# Thread: [SOLVED] Sum of infinite series

1. ## [SOLVED] Sum of infinite series

Determine whether the given infinite series converges or diverges. If it converges, find its sum.

$\displaystyle \sum_{n=1}^{\infty}\frac{2n}{\sqrt{4n^2+3}}$

Any help is greatly appreciated!

2. Hi

You should try to take $\displaystyle 4n^2$ out of the square root to find the limit of $\displaystyle \frac{2n}{\sqrt{4n^2+3}}$ when $\displaystyle n\to \infty$.

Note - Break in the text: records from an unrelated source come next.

PR #252, opened 2020-01-07
fix(textarea): trigger calculation of remaining characters correctly

### LINKED ISSUE #217: bug(textarea) remaining characters text of textarea is displayed wrong
**Describe the bug**
The TextArea component does not show the correct text (at least in my opinion) when a max length is configured and the text was not changed by the user.

image

**To Reproduce**
1. Go to https://sbb-angular.app.sbb.ch/latest/public/components/textarea
2. Add a max length
3. See text as in screenshot above

Problem also appears when directly configuring max length in the template.

**Expected behavior**
The textarea should either not show a message if there is no text present or calculate the correct number of remaining characters.

**Additional context**
The problem is apparent in the public and business part of the library.

davide1995:
This PR fixes #217 and the other issue mentioned in #217.


kyubisation:
LGTM
Thank you very much 😃

PR #270, opened 2020-02-03
docs: change name of schematics for generating icons

efux:


kyubisation:
LGTM 😃 
Thanks for catching that

PR #273, opened 2020-02-04
fix: check property pinMode before accessing

hesyar:


kyubisation:
LGTM
Thank you very much 😃

PR #279, opened 2020-02-13
test: fix tests with no expectations error

jeripeierSBB:


projects/sbb-esta/angular-public/autocomplete/src/autocomplete/autocomplete.components.spec.ts
```diff
@@ -1110,14 +1110,6 @@ describe('AutocompleteComponent', () => {
...
     });
 
-    it('should set the active item properly after filtering', fakeAsync(() => {
-      const componentInstance = fixture.componentInstance;
-
-      componentInstance.trigger.handleKeydown(downArrowEvent);
-      tick();
-      fixture.detectChanges();
-    }));
-
```
jeripeierSBB: test is duplicated by following test and has no expectations

PR #344, opened 2020-03-13
fix: correct focus of textarea and resizing behaviour

### LINKED ISSUE #194: Bug: sbb-textarea doesn't support bigger height correctly
**Describe the bug**
When sbb-textarea size is bigger than one line, only click on first line activate it.
In addition, saving such resized field and opening it results in only first line of field visible.

**Expected behavior**
Clicking anywhere in textarea activate it.
Multiple lines of text are visible after save.

**Screenshots**
textarea

jeripeierSBB:
Closes #194


projects/sbb-esta/angular-public/textarea/src/textarea/textarea.component.ts
```diff
@@ -113,26 +192,100 @@ export class TextareaComponent implements ControlValueAccessor {
...
+          this.autosize.resizeToFitContent(true);
+        });
+    });
+  }
+
+  /**
+   * @docs-private
+   */
+  ngDoCheck() {
+    this.triggerResize();
```
kyubisation: Maybe explain why this is necessary

PR #347, opened 2020-03-19
fix(business): mark chip input as invalid only when touched

jeripeierSBB:


projects/sbb-esta/angular-business/chip/src/chip-input/chip-input.component.ts
```diff
@@ -210,7 +216,8 @@ export class ChipInputComponent extends SbbChipsMixinBase
     if (value) {
       value.forEach(v => this.selectionModel.select(v));
     }
-    this._propagateChanges();
+    this._value = this.selectionModel.selected;
```
jeripeierSBB: wohl besser in if-condition reinschieben?

PR #350, opened 2020-03-23
feat(business): apply link business styling

### LINKED ISSUE #82: feat(business): link styling
Design spec: https://digital.sbb.ch/en/webapps/components/link

DoD:
- Check typography for links

vlanz:
add business styling for link component. Closes #82


projects/angular-showcase/src/app/business/business-examples/links-showcase/links.component.html
```diff
@@ -0,0 +1,57 @@
+<div class="container-fluid">
```
jeripeierSBB: Please split up the example in small examples with as less html as possible. see select showcase as an example.

projects/angular-showcase/src/app/business/business-examples/links-showcase/links.component.ts
```diff
@@ -0,0 +1,12 @@
+import { Component } from '@angular/core';
+
+@Component({
+  selector: 'sbb-links-showcase',
+  templateUrl: './links.component.html'
+})
+export class LinksComponent {
```
jeripeierSBB: please rename to LinksShowcaseComponent

projects/sbb-esta/angular-business/links/src/link/link.component.ts
```diff
@@ -0,0 +1,48 @@
+/** Autogenerated by public2business schematic. DO NOT CHANGE! */
```
jeripeierSBB: Why do you commit autogenerated files? Or is it modified and the comment ist still here?

jeripeierSBB: I think you have commited the files accidentally, so please remove them :)

projects/angular-showcase/src/app/business/business-examples/links-showcase/links.component.html
jeripeierSBB: If you like, do the same in public component :)

projects/angular-showcase/src/app/business/business-examples/links-showcase/links.component.ts
vlanz: I was told not to do that https://github.com/sbb-design-systems/sbb-angular/pull/271#discussion_r375220260

projects/sbb-esta/angular-business/links/src/link/link.component.ts
vlanz: Weird how these got committed. I removed them.

projects/angular-showcase/src/app/business/business-examples/links-showcase/links.component.ts
jeripeierSBB: Bad :). We had problems when components were named the same as components from the library, so LinksComponent and LinkComponent are very similar. Generally we are updating all showcase examples and have the plan to rename them in a constant way. I started it by adding Showcase suffix again wherever i touched it. So currently it's in a mixed state :). We can leave it as it is and I will change it later.

projects/angular-showcase/src/app/business/business/business.component.ts
```diff
@@ -102,6 +105,10 @@ export class BusinessComponent implements ExampleProvider {
     dialog: {
       'dialog-showcase': new ComponentPortal(DialogShowcaseComponent)
     },
+    links: {
+      'simple-links': new ComponentPortal(SimpleLinksComponent),
```
jeripeierSBB: Because there is only one link, rename it to simple-link, and icon-link

projects/angular-showcase/src/app/public/public/public.component.ts
```diff
@@ -150,7 +151,10 @@ export class PublicComponent implements ExampleProvider {
     usermenu: { 'usermenu-showcase': new ComponentPortal(UsermenuShowcaseComponent) },
     badge: { 'badge-showcase': new ComponentPortal(BadgeShowcaseComponent) },
     button: { 'button-showcase': new ComponentPortal(ButtonShowcaseComponent) },
-    links: { 'links-showcase': new ComponentPortal(LinksShowcaseComponent) },
+    links: {
+      'simple-links': new ComponentPortal(SimpleLinksComponent),
```
jeripeierSBB: simple-link, icon-link

jeripeierSBB:
@Frenggi Can you please check the styles? https://angular-staging.app.sbb.ch/350/business/components/links Thank you :)

jeripeierSBB:
@vlanz I think social link examples in public are lost after splitting it up. Can you re-add an example? Maybe in public the simple link and icon link can be merged into one example again, what's your opinion?

Frenggi:
> @Frenggi Can you please check the styles? https://angular-staging.app.sbb.ch/350/business/components/links Thank you :)

@jeripeierSBB
- The simple link looks good. 
- The icon of the icon link should be #000 in normal status like the text itself
- The stretch mode could be provided same as it is done for public component (move the icon to the right edge of the). This we could use for menu items as well (e.g. in Header menu for suites, see https://digital.sbb.ch/en/webapps/modules/header --> 4.2 Suite)

PR #1284, opened 2022-03-15
feat(angular/dialog): add the ability to control the animation duration

mhaertwig:
Since the dialog animation is on the `SbbDialogContainer`, consumers aren't able to disable the animation. These changes add properties to the dialog config that allow consumers to set the duration of the dialog's enter and exit animations.

**Memo**: Merge #1287 first

### DIFF
--- a/src/angular/dialog/dialog-animations.ts
+++ b/src/angular/dialog/dialog-animations.ts
@@ -27,14 +27,17 @@ export const sbbDialogAnimations: {
     transition(
       '* => enter',
       group([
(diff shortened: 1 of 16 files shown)


jeripeierSBB (changes requested):
As the dialog is quite an equivalent to the lightbox, the changes should be adapted there too, respectively implemented in the base class. Additionally an example in the lightbox section would be nice too.

kyubisation (approved):
LGTM 👍

jeripeierSBB (approved):
LGTM

PR #1301, opened 2022-03-16
fix(angular/icon): clip overflowing icon elements

jeripeierSBB:
Clips any elements that are overflowing an icon. This avoids issues where parts of the icon could stick out and layouts.


kyubisation (approved):
LGTM 👍

mhaertwig (approved):
LGTM 👍

PR #1314, opened 2022-03-21
fix(angular/autocomplete): re-enter the Angular zone when the `NgZone.onStable` emits

jeripeierSBB:
The `NgZone.onStable` always emits outside of the Angular zone, but the zone has not been
re-entered. This leads to change detection being called outside of the Angular zone and the
`autocomplete.opened` also was emitting values outside of the Angular zone.


mhaertwig (approved):
LGTM 👍

kyubisation (approved):
LGTM 👍

PR #1317, opened 2022-03-21
fix(angular/schematics): mark ng-add schematics as hidden

jeripeierSBB:
These schematics are meant to be used with `ng-add` and shouldn't be made visible. By setting these schematics hidden we don't show them in the `ng generate` help output.


kyubisation (approved):
LGTM 👍

PR #1323, opened 2022-03-22
fix(angular/checkbox): model value not updated when using toggle method

mhaertwig:
The checkbox doesn't update its `ControlValueAccessor` value when it is toggled via the `toggle` method.


jeripeierSBB (approved):
LGTM

kyubisation (approved):
LGTM 👍

PR #1324, opened 2022-03-22
fix(angular/select): value set through property not being propagated to value accessor

mhaertwig:
Fixes values set through the `value` property not being propagated to the `value` in the `ControlValueAccessor`.


jeripeierSBB (approved):
LGTM

kyubisation (approved):
LGTM 👍

PR #1332, opened 2022-03-24
refactor(angular/form-field): allow AbstractControlDirective as MatFormFieldControl.ngControl

mhaertwig:
Allows for an `AbstractControlDirective` to be passed in as the `SbbFormFieldControl.ngControl`. The advantage of passing in the abstract control directive is that it allows both form controls and form groups. This is necessary for the date range picker.


kyubisation (approved):
LGTM 👍

jeripeierSBB (approved):
LGTM

PR #1343, opened 2022-03-28
fix(angular/tabs): focus wrapping back to selected label when using shift + tab

jeripeierSBB:
Currently, the `tabindex` of each of the tab labels is determined by the selected index. This means that if the user tabbed into the header, pressed the right arrow and then pressed shift + tab, their focus would end up on the selected tab. These changes switch to basing the `tabindex` on the focused index which is tied both to the selected index and the user's keyboard navigation.


kyubisation (approved):
LGTM 👍

mhaertwig (approved):
LGTM 👍

PR #1344, opened 2022-03-28
fix(angular/tabs): update tab state when active tab is swapped out

mhaertwig:
Fixes that when the selected tab is swapped out, we weren't marking the new tab as active and emitting the `selectedTabChange` event.


kyubisation (approved):
LGTM 👍

jeripeierSBB (approved):
LGTM

PR #1345, opened 2022-03-28
fix(angular/radio): set tabindex based on selected state

mhaertwig:
Currently all radio buttons inside a radio group have a `tabindex` of 0,  unless they're disabled, and we leave it up to the browser to focus the proper button based on its selected state when the user is tabbing. This works for the most part, but it breaks down with something like our focus trap which determines which element to focus based on its `tabindex` since all buttons have the same `tabindex`. These changes fix the issue by setting a `tabindex` of 0 only on the selected radio button.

3. Originally Posted by flyingsquirrel
Hi

You should try to take $\displaystyle 4n^2$ out of the square root to find the limit of $\displaystyle \frac{2n}{\sqrt{4n^2+3}}$ when $\displaystyle n\to \infty$.
How do I take $\displaystyle 4n^2$ out of the square root?

4. You can factor $\displaystyle 4n^2$ : $\displaystyle \sqrt{4n^2+3}=\sqrt{4n^2\left(1+\frac{3}{4n^2}\rig ht)} =\sqrt{4n^2}\sqrt{1+\frac{3}{4n^2}}=\ldots$

5. Originally Posted by flyingsquirrel
You can factor $\displaystyle 4n^2$ : $\displaystyle \sqrt{4n^2+3}=\sqrt{4n^2\left(1+\frac{3}{4n^2}\rig ht)} =\sqrt{4n^2}\sqrt{1+\frac{3}{4n^2}}=\ldots$

I see what I need to do now. Thank you!